Je me souviens qu’un jour, au lieu d’un cours d’éducation civique, on nous a distribué un dessin de petite fille et on nous a demandé de lui dessiner des vêtements « convenables ». Quand j’ai demandé des explications, on m’a répondu « Pas de short, pas de jupe au-dessus du genou ». Récalcitrante, j’ai montré ma voisine, qui portait un short long et des gros collants en laine pour dire « Mais regardez, elle est convenable ! »
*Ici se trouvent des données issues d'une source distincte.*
PR #14129, opened 2019-05-11
tcpip: versions before 3.5.1 required mirage-clock<2 (type unit change)

avsm:
spotted in revdeps for #14001

### DIFF
--- a/packages/mirage-clock-unix/mirage-clock-unix.1.2.0/opam
+++ b/packages/mirage-clock-unix/mirage-clock-unix.1.2.0/opam
@@ -14,8 +14,8 @@ depends: [
   "ocamlfind" {build}
   "ocamlbuild" {build}
   "topkg" {build & >= "0.8.0"}
-  "mirage-clock" {>= "1.2.0"}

En réponse, la responsable m’a félicitée d’avoir dénoncé ma camarade, et lui a fait porter une blouse de physique-chimie toute la journée. C’était la punition, en cas de tenue « pas convenable ». Nous n’avions pas le droit de nous habiller tout en noir (« c’est gothique »), pas le droit de trop nous maquiller. Les règles sur notre apparence étaient très nombreuses et petit à petit, j’ai eu la sensation d’un appareil coercitif qui se resserrait autour de nous et qui était très anxiogène.
L’abstinence pour mot d’ordre

En plus des remarques sur nos vêtements, la question de l’éducation sexuelle a commencé à être abordée par le personnel de l’établissement, constitué de catholiques consacrées ayant fait vœu de célibat. Au catéchisme, nous avons rencontré des prêtres qui prêchaient l’abstinence, et lors des cours non-religieux, on nous en parlait beaucoup.

La directrice de l’école nous a raconté comment elle avait choisi la vie de consacrée et nous a fait le récit de sa jeunesse durant laquelle elle empêchait ses amies de rentrer de boîte de nuit avec des garçons « parce que c’était mal pour elles ». Elle mimait parfois la manière dont elle avait repoussé ses prétendants en leur disant qu’elle était fiancée à Jésus.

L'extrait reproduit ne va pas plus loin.